Royal Purple Ltd. was black and blue after BP Lubricants USA took it to task over advertising claims for its synthetic motor oil, finding a receptive audience in the advertising industry’s self-regulatory forum.

The National Advertising Division of the Council of Better Business Bureaus recommended Porter, Texas-based Royal Purple modify or discontinue numerous advertising claims for its synthetic motor oil, following a challenge by Wayne, N.J.-based BP Lubricants. The NAD examined comparative performance and superiority claims in print, broadcast and Internet advertising. In some of the advertising, Royal Purple compared its performance to Castrol, Shell, Amsoil and other motor oil brands.

NAD recommended that Royal Purple discontinue its use of consumer testimonials reporting specific performance attributes in the absence of reliable independent evidence showing performance capability. 

“Anecdotal evidence based solely on the experiences of individual consumers is insufficient to support product efficacy claims, including claims related to horsepower, torque, fuel economy or engine heat,” the organization stated. “While the advertiser may quote from published articles if it provides clear and conspicuous attribution to the publisher, it may not rely on such articles to support efficacy claims for which it has no reliable independent validation.” 

NAD recommended Royal Purple discontinue claims such as “Increases horsepower and torque by as much as 3 percent,” “Reduces Engine Wear by 80 percent,” “Superior Oxidation Stability” and “Provides Film Strength Up to 400 Percent.”

“If industry-standard tests or tests with carefully documented controls were abandoned, there would be no basis whatsoever for making any meaningful claims about the relative efficacy of motor oils,” BP said in its challenge.

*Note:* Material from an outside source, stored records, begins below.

PR #613, opened 2022-08-25
Add App: Random Cats

MrRobot245:
Shows Pictures/Gifs of random Cats


apps/randomcats/random_cats.star
```diff
@@ -0,0 +1,54 @@
...
+load("encoding/json.star", "json")
+load("render.star", "render")
+load("schema.star", "schema")
+load("http.star", "http")
+
+def main(config):
+    if (config.bool("gifs") == False):
+        imgSrc = http.get("https://cataas.com/cat").body()
+    else:
+        imgSrc = http.get("https://cataas.com/cat/gif").body()
```
btjones, line 17: It looks like you can add `width` and `height` query params to this url so that the returned image is already scaled down to the proper size. Doing that would reduce the payload size and speed things up.

i.e.
https://cataas.com/cat?height=32&?width=64
https://cataas.com/cat/gif?height=32&?width=64

btjones (commented):
Hi! This looks like a fun app. I just had a couple questions about the image sizes.

apps/randomcats/random_cats.star
```diff
@@ -0,0 +1,54 @@
...
+    children = []
+    children.append(
+        render.Row(
+            expanded = True,
+            main_align = "center",
+            children = [
+                render.Image(
+                    src = imgSrc,
+                    # width = 65,
+                    height = 35,
```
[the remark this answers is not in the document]
WeedMD-Support: I thought it was 35, 32 makes more sense!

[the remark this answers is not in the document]
MrRobot245: I thought it was 35, 32 makes more sense!

apps/randomcats/random_cats.star
```diff
@@ -0,0 +1,54 @@
...
+"""
+
+load("encoding/json.star", "json")
+load("render.star", "render")
+load("schema.star", "schema")
+load("http.star", "http")
+
+def main(config):
+    if (config.bool("gifs") == False):
+        imgSrc = http.get("https://cataas.com/cat?height=32").body()
```
matslina, line 15: We'll have to add some caching here so the API call isn't made on every single run. In part to not overload the API, in part to simplify some of the caching that happens elsewhere in the Tidbyt backend. A ttl of say 20-30 seconds should do fine.

apps/randomcats/randomcats.go
```diff
@@ -0,0 +1,25 @@
...
+var source []byte
+
+// New creates a new instance of the Random Cats applet.
+func New() manifest.Manifest {
+	return manifest.Manifest{
+		ID:          "random-cats",
+		Name:        "Random Cats",
+		Author:      "mrrobot245",
+		Summary:     "Shows pictures of cats",
+		Desc:        "Shows random pictures of cats/gifs of cats.",
```
matslina, line 20: Would be great to give a call out to cataas.com as well. It's such a wonderful service they provide! =)

matslina (changes requested):
This is awesome! Can't wait to get it out! =)

apps/randomcats/random_cats.star
MrRobot245: Added!

apps/randomcats/randomcats.go
MrRobot245: Added!

matslina:
There's a minor tweak needed still but I'll do that before publishing in a separate PR and will tag you as an FYI. Merge ahoy.

matslina (approved):

PR #617, opened 2022-08-27
Add Blackout & How Old Am I?

mabroadfo1027:
Black out TidByt during evenings (or whenever)

### DIFF
--- a/apps/blackout/blackout.star
+++ b/apps/blackout/blackout.star
@@ -1,7 +1,7 @@
 """
 Applet: Blackout
 Summary: Blackout tidbyt
-Description: Black out TidByt during evenings (or whenever).
+Description: Black out Tidbyt during evenings (or whenever).
 Author: mabroadfo1027
 """
 
@@ -10,19 +10,18 @@ load("schema.star", "schema")
 load("encoding/json.star", "json")
 
 def main():
-
-    pulseList=[]
-    for i in range(0, 1000):
+    pulseList = []
+    for i in range(0, 10):
         pulseList.append(render.Text(".", color = "#8B0000" if i % 10 == 0 else "#000000"))
 
     return render.Root(
         delay = 1000,
         child = render.Box(
-                  render.Column(
-                        main_align="end",
-                        cross_align="end",
-                        expanded=True,
-                        children = [render.Animation(children = pulseList)],
-                     ),
-                  ),
-        )
+            render.Column(
+                main_align = "end",
+                cross_align = "end",
+                expanded = True,
+                children = [render.Animation(children = pulseList)],
+            ),
+        ),
+    )
--- a/apps/blackout/blackout.star
+++ b/apps/blackout/blackout.star
@@ -1,0 +1,28 @@
+"""
+Applet: Blackout
+Summary: Blackout tidbyt
+Description: Black out TidByt during evenings (or whenever).
+Author: mabroadfo1027
+"""
+
+load("render.star", "render")
+load("schema.star", "schema")
+load("encoding/json.star", "json")
+
+def main():
+
+    pulseList=[]
+    for i in range(0, 1000):
+        pulseList.append(render.Text(".", color = "#8B0000" if i % 10 == 0 else "#000000"))
+
+    return render.Root(
+        delay = 1000,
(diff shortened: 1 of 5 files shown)


apps/howoldami/howoldami.star
```diff
@@ -0,0 +1,147 @@
...
+def get_schema():
+    options = [
+        schema.Option(display = "US/Central", value = "US/Central"),
+        schema.Option(display = "US/Eastern", value = "US/Eastern"),
+    ]
+
+    return schema.Schema(
+        version = "1",
+        fields = [
+            schema.Text(
```
matslina, line 126: Have you seen the [`Datetime`](https://github.com/tidbyt/pixlet/blob/main/docs/schema/schema.md#datetime) schema field? Should be a great fit for this data and make it a lot easier for users to enter correct information.

apps/howoldami/howoldami.star
```diff
@@ -0,0 +1,147 @@
...
+                desc = "Birthdate (format: 2020-01-01)",
+                icon = "user",
+            ),
+            schema.Text(
+                id = "birthtime",
+                name = "Birthtime",
+                desc = "Birthtime (format: 13:00:00)",
+                icon = "user",
+            ),
+            schema.Dropdown(
```
matslina, line 138: I would suggest using the (kinda magic) `$tz` config parameter. It's provided automatically and will match the timezone of the location the user has selected for their Tidbyt device.

In cases where it's important to make timezone configurable per app installation, the simplest way is to use the `Location` schema field. It allows the user to pick any location in the world, and the associated timezone can be found in the config data passed to the app. But for this app I bet `$tz` will do just fine.

apps/blackout/blackout.star
```diff
@@ -0,0 +1,28 @@
...
+"""
+
+load("render.star", "render")
+load("schema.star", "schema")
+load("encoding/json.star", "json")
+
+def main():
+
+    pulseList=[]
+    for i in range(0, 1000):
```
matslina, line 15: I don't think there's any need to generate a full 1000 frames for this animation. Since every 10th frame gets the fully black color, it ought to be sufficient to have 10 frames in there. The Tidbyt device will loop the animation while it's being displayed.
```suggestion
    for i in range(0, 10):
```

matslina (changes requested):

apps/howoldami/howoldami.star
matslina: I thiiiiink it'll also give you the time adjusted to UTC, removing the need for juggling timezones.

matslina:
Thanks for the PRs! Seems like two fun apps that folks will enjoy. Just a couple of suggestions above that I think could be good to get in before merging.

apps/howoldami/howoldami.star
mabroadfo1027: Good to know! Very useful here

apps/howoldami/howoldami.star
mabroadfo1027: Also good to use here - updated.

matslina (approved):

apps/howoldami/howoldami.go
```diff
@@ -0,0 +1,25 @@
...
+
+// New creates a new instance of the How Old Am I applet.
+func New() manifest.Manifest {
+	return manifest.Manifest{
+		ID:          "how-old-am-i",
+		Name:        "How Old Am I",
+		Author:      "mabroadfo1027",
+		Summary:     "Calculates age",
+		Desc:        "Calculates age based on given date and time.",
+		FileName:    "how_old_am_i.star",
```
matslina, line 21:
```suggestion
		FileName:    "howoldami.star",
```

apps/howoldami/howoldami.go
```diff
@@ -0,0 +1,25 @@
+// Package howoldami provides details for the How Old Am I applet.
+package howoldami
+
+import (
+	_ "embed"
+
+	"tidbyt.dev/community/apps/manifest"
+)
+
+//go:embed how_old_am_i.star
```
matslina, line 10:
```suggestion
//go:embed howoldami.star
```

NAD recommended that Royal Purple discontinue claims that stated, “Improves fuel economy by as much as 5 percent” and “Fuel economy improvement up to 5 percent or more” because its Environmental Protection Agency testing was inconclusive and the “Oklahoma State Study” and single cylinder Labeco CLR diesel engine testing cited in Royal Purple’s advertising was not relevant. The NAD noted the 1997 OSU Study was “outdated and nothing in the record demonstrated that the formulations of the competitors’ oils were similar to those available for sale on the market today.”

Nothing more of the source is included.